By Jung Sung-ki
Staff Reporter
Park Seh-jik, chief of the country's largest conservative veterans' association, died Monday of acute pneumonia. He was 76.
Park was hospitalized June 29 after his health deteriorated due to overwork following ceremonies marking the 59th anniversary of the outbreak of the 1950-53 Korean War, the Korea Veterans' Association said in a news release.
A funeral service will be held at the Asan Medical Center in Seoul Friday, it said. Park is survived by his wife, two sons and a daughter.
A retired Army major general, Park served as chairman of the 1988 Seoul Olympics Organizing Committee and a committee for the organization of the 2002 FIFA World Cup jointly held in South Korea and Japan.
He also held top government posts, including senior presidential secretary for security affairs between 1976 and 1979, director of the Agency for National Security Planning ― the predecessor of the National Intelligence Service ― sports minister and minister of government administration.

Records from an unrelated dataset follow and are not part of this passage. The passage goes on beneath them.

PR #5825, opened 2026-07-06
fix(compliance): force live probe for manual agent refresh

### LINKED ISSUE #5777: Compliance runner serves stale capabilities despite live endpoint returning correct response
## Summary
The compliance runner (`recommend_storyboards` and `evaluate_agent_quality`) continues to serve a cached capabilities snapshot even after the agent endpoint has been updated and redeployed. A direct `get_adcp_capabilities` call returns the correct response, but the compliance runner consistently reads stale data.

## Steps to Reproduce
1. Agent endpoint initially misconfigured (missing `media-buy` in `supported_protocols`)
2. Fix deployed to agent — direct `get_adcp_capabilities` probe confirms correct response
3. `recommend_storyboards` and `evaluate_agent_quality` still return the old misconfiguration error
4. Repeated calls over several minutes continue to return stale data

## Expected Behavior
The compliance runner should do a live probe of `get_adcp_capabilities` on each run, or provide a `force_refresh` parameter to bypass the cache.

## Actual Behavior
The runner returns a cached capabilities snapshot that does not reflect the current agent state, even after redeployment.

## Impact
Developers cannot run storyboards after fixing a misconfiguration without waiting for an unknown cache TTL to expire. There is no manual way to invalidate the cache.

## Suggested Fix
- Add a `force_refresh` flag to `recommend_storyboards` and `evaluate_agent_quality` to bypass the cache
- Or reduce the cache TTL for capability snapshots significantly (e.g. 60 seconds)
- Or always do a live probe at the start of each compliance run

## Affected Tools
-`recommend_storyboards`
-`evaluate_agent_quality`

garvitkaushik-123:
## Summary

`recommend_storyboards`/`evaluate_agent_quality` already probe live (they call into `@adcp/sdk` directly), but the "Recheck Status" button on the Agents page backs onto `POST /api/registry/agents/{url}/refresh` → `CrawlerService.refreshSingleAgent`, which calls the same `discoverCapabilities` / `checkHealth` / `getStats` / `getFormatsForAgent` helpers used by the periodic crawler.

Each of those helpers only skips its 15-minute in-memory cache when the caller passes saved owner `auth`. For an agent with no saved credentials (or an admin refreshing someone else's agent), a manual refresh click still read the stale cached snapshot for up to 15 minutes after the agent's own redeploy fix, even though the live endpoint was already returning the correct response.

## Fix

- Add an explicit `forceRefresh` parameter to `CapabilityDiscovery.discoverCapabilities`, `HealthChecker.checkHealth`/`getStats`, and `FormatsService.getFormatsForAgent`.
- `refreshSingleAgent` (the function backing "Recheck Status") now passes `forceRefresh: true` on every call, independent of whether owner auth is available.
- Cache-write behavior is unchanged — a forced refresh still updates the shared cache, so periodic/unauthed reads benefit from the fresh data too.

Scoped to this repo's own caching layer only; no changes to `@adcp/sdk` or Addie's MCP tools (their conversational probe path already worked, per the reporter's own testing).

Fixes #5777.

## Test plan
- [x] `npx tsc --noEmit -p server/tsconfig.json`
- [x] `npx vitest run server/tests/unit/formats.test.ts server/tests/unit/health-fallback.test.ts server/tests/unit/reprobe-unknown-agents.test.ts server/tests/unit/capability-discovery-auth-classification.test.ts` (54 passed)
- [x] Added two new unit tests covering default TTL-cache behavior and `forceRefresh` bypass

### DIFF
--- a/server/src/capabilities.ts
+++ b/server/src/capabilities.ts
@@ -266,11 +266,15 @@ export class CapabilityDiscovery {
     this.formatsService = new FormatsService();
   }
 
-  async discoverCapabilities(agent: Agent, auth?: SdkAuth): Promise<AgentCapabilityProfile> {
+  async discoverCapabilities(agent: Agent, auth?: SdkAuth, forceRefresh = false): Promise<AgentCapabilityProfile> {
     // Skip cache when auth is provided — manual owner-triggered refresh
     // wants fresh data and may previously have cached an unauthed
     // discovery_error result. Periodic crawls (no auth) keep the cache.
-    if (!auth) {
+    // `forceRefresh` covers the same manual-refresh intent for agents with
+    // no saved auth (e.g. the "Recheck Status" button on an unowned/public
+    // agent) — without it, a fresh probe would still be shadowed by a stale
+    // unauthed cache entry for up to CACHE_TTL_MS.
+    if (!auth && !forceRefresh) {
       const cached = this.cache.get(agent.url);
       if (cached && Date.now() - new Date(cached.last_discovered).getTime() < this.CACHE_TTL_MS) {
         return cached;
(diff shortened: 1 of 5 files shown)


bokelley (approved):
Reviewed the complete force-refresh path across capability discovery, health, stats, and creative formats. The manual refresh bypasses stale reads without changing periodic crawler caching, the refreshed result repopulates caches, and the regression coverage plus CI/CodeQL are green. Ready to merge.

PR #5837, opened 2026-07-07
fix(delivery-metrics): allow null for video-only metrics (quartile_data, completion_rate)

rachitm022:
## Background

`get_media_buy_delivery` responses from AdCP sellers running non-video (display, audio-only, DOOH-without-video) inventory legitimately return `null` for video-only metrics — the correct "not applicable" signal per the spec's descriptions ("Video quartile completion data (q1–q4)" is meaningless for a non-video buy). But the JSON Schema required `type: "number"` / `type: "object"` and rejected `null`, so the vendored Zod schema in `@adcp/sdk` throws `WebhookPayloadValidationError` on every valid display-inventory poll response.

**Concrete impact (scope3data/agentic-api):**
- Sentry issue **AGENTIC-API-9P**, 87 events over 5 days, `WebhookPayloadValidationError` from `ingestStorefrontRoutePollReport`.
- Multi-seller blast radius: **PubX, BidMachine, Ozone, Vox** — every seller returning `null` for these video metrics on a display buy.
- Observed zod issues:
  - `media_buy_deliveries[0].totals.quartile_data` :: expected object, received null
  - `media_buy_deliveries[0].by_package[N].quartile_data` :: expected object, received null
  - `media_buy_deliveries[0].by_package[N].completion_rate` :: expected number, received null

These two fields are computed columns (`completion_rate = completed_views / impressions`), so on non-video inventory the reporting stack naturally emits `null`, not an absent key — which is why four independent sellers hit it simultaneously.

## Change

- `static/schemas/source/core/delivery-metrics.json`: `completion_rate` → `["number", "null"]`, `quartile_data` → `["object", "null"]`. `minimum`/`maximum` on `completion_rate` still apply to non-null values; the type stays narrowed to `null` (no strings/arrays).
- `static/schemas/source/media-buy/get-media-buy-delivery-response.json`: `aggregated_totals.completion_rate` gets the same loosening so the aggregate path can't re-trigger the failure on a different Zod path.
- Docs (`optimization-reporting.mdx`, `get_creative_delivery.mdx`): scope the null convention to these two fields — omission remains the canonical "not applicable" signal for every other metric.
- Changeset: `minor` (receiver-contract loosening; every existing producer payload stays valid).

The separate inline `completion_rate` in `report-plan-outcome-request.json` (governance self-report, not on the delivery path) is intentionally left unchanged.

Also includes a one-line fix escaping a bare `<` in `specs/spec-guardian.md` (`<5%` → `&lt;5%`) — a pre-existing MDX parse error that blocked the Mintlify broken-links pre-push check on any docs change.

## Tests
schemas 19/19, examples 55/55, json-schema 284/284, composed 113/113. ajv-verified: `null` accepted, valid numbers/objects accepted, out-of-range and strings rejected.

### DIFF
--- a/.changeset/allow-null-video-delivery-metrics.md
+++ b/.changeset/allow-null-video-delivery-metrics.md
@@ -1,0 +1,9 @@
+---
+"adcontextprotocol": minor
+---
+
+Allow `null` for video-only delivery metrics (`quartile_data`, `completion_rate`). Sellers running non-video inventory (display, audio-only, DOOH-without-video) legitimately have no value for these metrics, and returning `null` is the correct "not applicable" signal. The schema previously required `type: "number"` / `type: "object"` and rejected `null`, causing receivers to fail validation on every valid display-inventory delivery report.
+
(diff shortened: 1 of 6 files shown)


rachitm022:
I have read the IPR Policy

nastassiafulconis (approved):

He worked as Seoul mayor from 1990 to 1991.
He was reelected as chief of the association last April. He was a vocal critic of previous liberal governments' engagement policies toward North Korea.
Park led a nationwide campaign to reschedule the timeline for the planned transition of wartime operational control from the United States to South Korea, citing the North's lingering nuclear and missile threats.